# [Problem requirements]
In the listing below, find the line that contains "A few tests" and the line that contains "- Host I/O events". Quote both and every line between them, exactly, and nothing more.

# [Supplied material]
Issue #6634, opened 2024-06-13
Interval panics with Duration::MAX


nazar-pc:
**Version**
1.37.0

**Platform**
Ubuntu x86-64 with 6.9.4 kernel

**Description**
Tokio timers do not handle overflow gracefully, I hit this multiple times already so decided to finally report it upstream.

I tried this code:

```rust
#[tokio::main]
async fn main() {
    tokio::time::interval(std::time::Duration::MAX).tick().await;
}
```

==

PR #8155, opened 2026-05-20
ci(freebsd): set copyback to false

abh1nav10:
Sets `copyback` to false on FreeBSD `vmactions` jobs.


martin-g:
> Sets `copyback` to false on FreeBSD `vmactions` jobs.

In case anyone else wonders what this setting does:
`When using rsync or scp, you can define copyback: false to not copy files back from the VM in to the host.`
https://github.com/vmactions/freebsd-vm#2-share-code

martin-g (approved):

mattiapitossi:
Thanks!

--

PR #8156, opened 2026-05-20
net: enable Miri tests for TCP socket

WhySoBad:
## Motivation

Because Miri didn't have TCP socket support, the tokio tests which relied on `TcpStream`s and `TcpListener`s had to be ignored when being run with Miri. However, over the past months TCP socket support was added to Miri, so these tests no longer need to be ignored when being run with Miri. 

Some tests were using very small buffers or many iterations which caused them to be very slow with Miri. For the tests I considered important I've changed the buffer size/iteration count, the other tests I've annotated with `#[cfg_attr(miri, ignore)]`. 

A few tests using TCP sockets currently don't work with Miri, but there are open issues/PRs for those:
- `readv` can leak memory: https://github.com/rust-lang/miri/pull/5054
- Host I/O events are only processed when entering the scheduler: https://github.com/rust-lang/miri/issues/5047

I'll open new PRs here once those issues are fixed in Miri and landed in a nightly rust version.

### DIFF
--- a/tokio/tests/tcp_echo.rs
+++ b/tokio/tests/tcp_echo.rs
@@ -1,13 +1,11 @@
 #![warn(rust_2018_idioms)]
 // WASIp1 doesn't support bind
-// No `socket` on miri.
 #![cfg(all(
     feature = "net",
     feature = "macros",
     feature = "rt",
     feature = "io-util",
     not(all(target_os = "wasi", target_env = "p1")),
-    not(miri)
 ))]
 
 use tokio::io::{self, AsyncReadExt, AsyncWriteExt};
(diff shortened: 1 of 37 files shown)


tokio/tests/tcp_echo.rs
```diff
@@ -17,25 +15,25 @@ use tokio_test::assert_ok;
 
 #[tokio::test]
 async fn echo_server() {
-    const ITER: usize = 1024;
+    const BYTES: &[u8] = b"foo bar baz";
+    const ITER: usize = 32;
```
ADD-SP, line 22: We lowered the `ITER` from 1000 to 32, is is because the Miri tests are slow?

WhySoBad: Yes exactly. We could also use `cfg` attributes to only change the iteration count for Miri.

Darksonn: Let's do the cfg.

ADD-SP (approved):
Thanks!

# [Output of the exercise]
A few tests using TCP sockets currently don't work with Miri, but there are open issues/PRs for those:
- `readv` can leak memory: https://github.com/rust-lang/miri/pull/5054
- Host I/O events are only processed when entering the scheduler: https://github.com/rust-lang/miri/issues/5047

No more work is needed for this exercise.